= Beginning of Section =

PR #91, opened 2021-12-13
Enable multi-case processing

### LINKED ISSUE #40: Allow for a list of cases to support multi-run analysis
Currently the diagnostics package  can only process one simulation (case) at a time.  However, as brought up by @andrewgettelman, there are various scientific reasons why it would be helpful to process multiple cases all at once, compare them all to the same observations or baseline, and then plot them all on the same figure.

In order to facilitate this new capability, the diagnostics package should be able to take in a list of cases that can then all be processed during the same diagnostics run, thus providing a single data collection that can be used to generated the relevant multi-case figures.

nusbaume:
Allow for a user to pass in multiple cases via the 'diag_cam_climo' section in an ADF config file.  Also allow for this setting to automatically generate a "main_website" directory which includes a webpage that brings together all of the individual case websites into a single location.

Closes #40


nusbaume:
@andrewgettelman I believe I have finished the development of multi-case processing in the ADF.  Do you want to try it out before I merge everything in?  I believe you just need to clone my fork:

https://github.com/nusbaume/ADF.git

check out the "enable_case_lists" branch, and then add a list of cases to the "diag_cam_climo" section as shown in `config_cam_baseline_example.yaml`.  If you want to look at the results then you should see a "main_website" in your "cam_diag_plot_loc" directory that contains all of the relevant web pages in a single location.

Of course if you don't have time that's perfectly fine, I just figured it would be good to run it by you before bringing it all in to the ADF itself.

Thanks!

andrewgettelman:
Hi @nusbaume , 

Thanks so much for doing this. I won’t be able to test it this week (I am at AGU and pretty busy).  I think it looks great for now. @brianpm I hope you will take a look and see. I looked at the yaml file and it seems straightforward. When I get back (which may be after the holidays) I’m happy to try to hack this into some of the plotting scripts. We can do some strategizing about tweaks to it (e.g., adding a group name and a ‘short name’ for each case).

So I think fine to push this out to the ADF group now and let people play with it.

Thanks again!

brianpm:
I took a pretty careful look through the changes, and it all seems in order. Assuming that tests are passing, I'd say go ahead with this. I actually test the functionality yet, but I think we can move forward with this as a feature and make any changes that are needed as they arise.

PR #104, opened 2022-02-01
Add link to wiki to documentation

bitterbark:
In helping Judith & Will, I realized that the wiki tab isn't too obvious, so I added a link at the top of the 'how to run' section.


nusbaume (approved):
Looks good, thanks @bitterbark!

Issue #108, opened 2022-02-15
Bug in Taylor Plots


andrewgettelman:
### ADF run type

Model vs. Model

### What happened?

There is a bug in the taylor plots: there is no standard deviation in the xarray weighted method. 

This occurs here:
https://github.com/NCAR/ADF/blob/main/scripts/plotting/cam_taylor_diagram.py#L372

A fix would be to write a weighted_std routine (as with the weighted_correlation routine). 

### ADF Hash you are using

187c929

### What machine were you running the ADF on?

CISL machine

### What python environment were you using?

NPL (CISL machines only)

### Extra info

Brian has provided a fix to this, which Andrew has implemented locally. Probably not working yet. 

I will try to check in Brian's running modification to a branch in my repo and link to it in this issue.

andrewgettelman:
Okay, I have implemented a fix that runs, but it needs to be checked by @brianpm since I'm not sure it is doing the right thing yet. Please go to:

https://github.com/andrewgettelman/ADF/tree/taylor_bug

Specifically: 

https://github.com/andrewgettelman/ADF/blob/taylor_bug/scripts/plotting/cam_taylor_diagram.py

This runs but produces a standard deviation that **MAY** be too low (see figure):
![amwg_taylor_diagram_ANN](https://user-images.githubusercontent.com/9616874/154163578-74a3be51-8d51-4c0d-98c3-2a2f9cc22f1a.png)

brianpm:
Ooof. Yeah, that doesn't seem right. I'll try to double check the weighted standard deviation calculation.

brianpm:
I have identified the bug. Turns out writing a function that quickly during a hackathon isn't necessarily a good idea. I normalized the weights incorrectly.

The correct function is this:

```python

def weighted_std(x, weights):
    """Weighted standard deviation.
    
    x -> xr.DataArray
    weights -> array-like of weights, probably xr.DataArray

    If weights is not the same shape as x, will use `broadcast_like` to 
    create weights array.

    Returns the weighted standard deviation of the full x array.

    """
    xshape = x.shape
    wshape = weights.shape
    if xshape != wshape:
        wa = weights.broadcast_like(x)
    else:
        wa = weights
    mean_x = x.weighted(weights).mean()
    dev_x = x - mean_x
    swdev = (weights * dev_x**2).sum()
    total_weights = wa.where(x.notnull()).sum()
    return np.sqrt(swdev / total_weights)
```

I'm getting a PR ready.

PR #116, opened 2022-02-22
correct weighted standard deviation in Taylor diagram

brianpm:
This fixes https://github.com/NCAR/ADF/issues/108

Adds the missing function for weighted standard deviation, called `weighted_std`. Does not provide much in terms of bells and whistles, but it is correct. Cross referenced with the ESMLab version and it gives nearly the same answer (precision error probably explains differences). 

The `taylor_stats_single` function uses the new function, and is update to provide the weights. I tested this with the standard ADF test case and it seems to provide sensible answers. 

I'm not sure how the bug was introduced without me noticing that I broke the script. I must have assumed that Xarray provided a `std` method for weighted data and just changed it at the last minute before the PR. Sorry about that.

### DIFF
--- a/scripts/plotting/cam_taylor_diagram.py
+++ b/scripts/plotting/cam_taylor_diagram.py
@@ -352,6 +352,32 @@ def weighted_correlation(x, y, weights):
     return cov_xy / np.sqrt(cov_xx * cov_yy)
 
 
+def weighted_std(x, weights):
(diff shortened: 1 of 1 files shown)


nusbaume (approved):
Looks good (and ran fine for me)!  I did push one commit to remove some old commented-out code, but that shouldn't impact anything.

= End of Section =

=== Exercise ===
All the records above must be transcribed without a single change to any word.

=== Exercise result ===
PR #91, opened 2021-12-13
Enable multi-case processing

### LINKED ISSUE #40: Allow for a list of cases to support multi-run analysis
Currently the diagnostics package  can only process one simulation (case) at a time.  However, as brought up by @andrewgettelman, there are various scientific reasons why it would be helpful to process multiple cases all at once, compare them all to the same observations or baseline, and then plot them all on the same figure.

In order to facilitate this new capability, the diagnostics package should be able to take in a list of cases that can then all be processed during the same diagnostics run, thus providing a single data collection that can be used to generated the relevant multi-case figures.

nusbaume:
Allow for a user to pass in multiple cases via the 'diag_cam_climo' section in an ADF config file.  Also allow for this setting to automatically generate a "main_website" directory which includes a webpage that brings together all of the individual case websites into a single location.

Closes #40


nusbaume:
@andrewgettelman I believe I have finished the development of multi-case processing in the ADF.  Do you want to try it out before I merge everything in?  I believe you just need to clone my fork:

https://github.com/nusbaume/ADF.git

check out the "enable_case_lists" branch, and then add a list of cases to the "diag_cam_climo" section as shown in `config_cam_baseline_example.yaml`.  If you want to look at the results then you should see a "main_website" in your "cam_diag_plot_loc" directory that contains all of the relevant web pages in a single location.

Of course if you don't have time that's perfectly fine, I just figured it would be good to run it by you before bringing it all in to the ADF itself.

Thanks!

andrewgettelman:
Hi @nusbaume , 

Thanks so much for doing this. I won’t be able to test it this week (I am at AGU and pretty busy).  I think it looks great for now. @brianpm I hope you will take a look and see. I looked at the yaml file and it seems straightforward. When I get back (which may be after the holidays) I’m happy to try to hack this into some of the plotting scripts. We can do some strategizing about tweaks to it (e.g., adding a group name and a ‘short name’ for each case).

So I think fine to push this out to the ADF group now and let people play with it.

Thanks again!

brianpm:
I took a pretty careful look through the changes, and it all seems in order. Assuming that tests are passing, I'd say go ahead with this. I actually test the functionality yet, but I think we can move forward with this as a feature and make any changes that are needed as they arise.

PR #104, opened 2022-02-01
Add link to wiki to documentation

bitterbark:
In helping Judith & Will, I realized that the wiki tab isn't too obvious, so I added a link at the top of the 'how to run' section.


nusbaume (approved):
Looks good, thanks @bitterbark!

Issue #108, opened 2022-02-15
Bug in Taylor Plots


andrewgettelman:
### ADF run type

Model vs. Model

### What happened?

There is a bug in the taylor plots: there is no standard deviation in the xarray weighted method. 

This occurs here:
https://github.com/NCAR/ADF/blob/main/scripts/plotting/cam_taylor_diagram.py#L372

A fix would be to write a weighted_std routine (as with the weighted_correlation routine). 

### ADF Hash you are using

187c929

### What machine were you running the ADF on?

CISL machine

### What python environment were you using?

NPL (CISL machines only)

### Extra info

Brian has provided a fix to this, which Andrew has implemented locally. Probably not working yet. 

I will try to check in Brian's running modification to a branch in my repo and link to it in this issue.

andrewgettelman:
Okay, I have implemented a fix that runs, but it needs to be checked by @brianpm since I'm not sure it is doing the right thing yet. Please go to:

https://github.com/andrewgettelman/ADF/tree/taylor_bug

Specifically: 

https://github.com/andrewgettelman/ADF/blob/taylor_bug/scripts/plotting/cam_taylor_diagram.py

This runs but produces a standard deviation that **MAY** be too low (see figure):
![amwg_taylor_diagram_ANN](https://user-images.githubusercontent.com/9616874/154163578-74a3be51-8d51-4c0d-98c3-2a2f9cc22f1a.png)

brianpm:
Ooof. Yeah, that doesn't seem right. I'll try to double check the weighted standard deviation calculation.

brianpm:
I have identified the bug. Turns out writing a function that quickly during a hackathon isn't necessarily a good idea. I normalized the weights incorrectly.

The correct function is this:

```python

def weighted_std(x, weights):
    """Weighted standard deviation.
    
    x -> xr.DataArray
    weights -> array-like of weights, probably xr.DataArray

    If weights is not the same shape as x, will use `broadcast_like` to 
    create weights array.

    Returns the weighted standard deviation of the full x array.

    """
    xshape = x.shape
    wshape = weights.shape
    if xshape != wshape:
        wa = weights.broadcast_like(x)
    else:
        wa = weights
    mean_x = x.weighted(weights).mean()
    dev_x = x - mean_x
    swdev = (weights * dev_x**2).sum()
    total_weights = wa.where(x.notnull()).sum()
    return np.sqrt(swdev / total_weights)
```

I'm getting a PR ready.

PR #116, opened 2022-02-22
correct weighted standard deviation in Taylor diagram

brianpm:
This fixes https://github.com/NCAR/ADF/issues/108

Adds the missing function for weighted standard deviation, called `weighted_std`. Does not provide much in terms of bells and whistles, but it is correct. Cross referenced with the ESMLab version and it gives nearly the same answer (precision error probably explains differences). 

The `taylor_stats_single` function uses the new function, and is update to provide the weights. I tested this with the standard ADF test case and it seems to provide sensible answers. 

I'm not sure how the bug was introduced without me noticing that I broke the script. I must have assumed that Xarray provided a `std` method for weighted data and just changed it at the last minute before the PR. Sorry about that.

### DIFF
--- a/scripts/plotting/cam_taylor_diagram.py
+++ b/scripts/plotting/cam_taylor_diagram.py
@@ -352,6 +352,32 @@ def weighted_correlation(x, y, weights):
     return cov_xy / np.sqrt(cov_xx * cov_yy)
 
 
+def weighted_std(x, weights):
(diff shortened: 1 of 1 files shown)


nusbaume (approved):
Looks good (and ran fine for me)!  I did push one commit to remove some old commented-out code, but that shouldn't impact anything.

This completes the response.